RE: OEM justification

  • From: <Joel.Patterson@xxxxxxxxxxx>
  • To: <nigel_cl_thomas@xxxxxxxxx>, <oracle-l@xxxxxxxxxxxxx>
  • Date: Mon, 26 Mar 2007 09:14:06 -0400

Thanks, I'll explore that route.  Maybe I should modify the question to.


Can you live without it?  Do you use it and would you change, (Once
used, never turn back)?    

(I know you 'can' do it the 'ol fashioned way... but is it worth it to
you?  I'll diagnose it for us).

Joel Patterson
Database Administrator
joel.patterson@xxxxxxxxxxx
x72546
904  727-2546

-----Original Message-----
From: Nigel Thomas [mailto:nigel_cl_thomas@xxxxxxxxx] 
Sent: Monday, March 26, 2007 9:01 AM
To: Patterson, Joel; oracle-l
Subject: Re: OEM justification

Joel

Speaking as a former sales engineer, I would suggest you get a nice man
(sorry, person) at Oracle to do the donkey work for you.
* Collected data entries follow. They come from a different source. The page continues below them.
PR #151, opened 2020-02-24
Add Coupled and Matrix Tensor factorization, with Alternating Least Squares (CMTF-ALS)

IsabellLehmann:
Add the Coupled Matrix and Tensor Factorization (CMTF) for tensorly. Also add pinv to Backend.


tensorly/decomposition/CMTF_ALS
```diff
@@ -0,0 +1,165 @@
...
+    return X
+
+
+def calculate_f(X, Y, A, B, C, V):
+    # calculate value of f in cmtf
+    return 1 / 2 * tl.norm(X - tl.kruskal_tensor.kruskal_to_tensor((None, [A, B, C]))) ** 2 + 1 / 2 * tl.norm(
+        Y - A @ V.T)
+
+
+def factor_match_score_3d(A, B, C, V, A_hat, B_hat, C_hat, V_hat):
```
JeanKossaifi: Maybe we can use clearer names for the variables?
Also, here, perhaps we can have a signature like:

```suggestion
def factor_match_score_3d(kruskal_tensor_true, kruskal_tensor_pred):
```

and the unroll as :
```
shape, rank = tl.kruskal_tensor._validate_kruskal_tensor(kruskal_tensor)
weights_true, factors_true = kruskal_tensor
...
```

tensorly/decomposition/CMTF_ALS
```diff
@@ -0,0 +1,165 @@
...
+
+    R = A.shape[1]
+
+    # calculate weights
+    lambda_ = tl.zeros(R)
+    lambda_hat = tl.zeros(R)
+    alpha_ = tl.zeros(R)
+    alpha_hat = tl.zeros(R)
+    xi = tl.zeros(R)
+    xi_hat = tl.zeros(R)
```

There should be
some kind of ROI model floating around inside Oracle Corp somewhere into
which you can plug some assumptions, turn the handle and get some kind
of ROI / time to payback. Along with the quantitive model should go all
the qualitative benefits. Of course you should sanity check the results
for your context; ie set your own staff costs, cost of maintaining your
existing DBA scripts etc, and ruthlessly cut out the 'benefit' of pieces
you won't use, for example. You can also add benefits which you've
thought of and Oracle hasn't. But it should give you a ballpark figure
and if even if the numbers are total gibberish, it should give you
something to start your own analysis with. 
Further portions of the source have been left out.